Task to carry out. The result should be every line of the listing that contains "case".

Data shown.
PR #5873, opened 2026-09-13
Reject Accept entries with q=0 in ContentNegotiation

kdelay:
## What
With `checkAcceptHeaderCompliance = true`, the server `ContentNegotiation` plugin served a media type the client had explicitly refused. `checkAcceptHeader` ignored the quality, so `Accept: application/ktor;q=0` returned `200 OK` instead of `406 Not Acceptable`.

## Why
RFC 9110 12.5.1: a media range with a qvalue of 0 means "not acceptable". The server `Compression` plugin already applies this rule to `Accept-Encoding` (#5708).

## How
An entry with quality 0 no longer makes the content type acceptable. Scoped to the compliance check; the default lenient path is unchanged. No public API change.

## Tests
Two cases in `ContentNegotiationTest`. Without the fix, the q=0 case fails with `expected: <406 Not Acceptable> but was: <200 OK>`; the rest of the class passes. `:ktor-server-content-negotiation:jvmTest` is green after it.


bjhham (changes requested):
Thanks for the fix!  Please check the comment from codex with regards to wildcard matches.  We can also log a separate issue to handle this since it's an edge case that was also not handled previously.

bjhham (approved):
Looks good, thanks!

Result of this task.
Two cases in `ContentNegotiationTest`. Without the fix, the q=0 case fails with `expected: <406 Not Acceptable> but was: <200 OK>`; the rest of the class passes. `:ktor-server-content-negotiation:jvmTest` is green after it.
Thanks for the fix!  Please check the comment from codex with regards to wildcard matches.  We can also log a separate issue to handle this since it's an edge case that was also not handled previously.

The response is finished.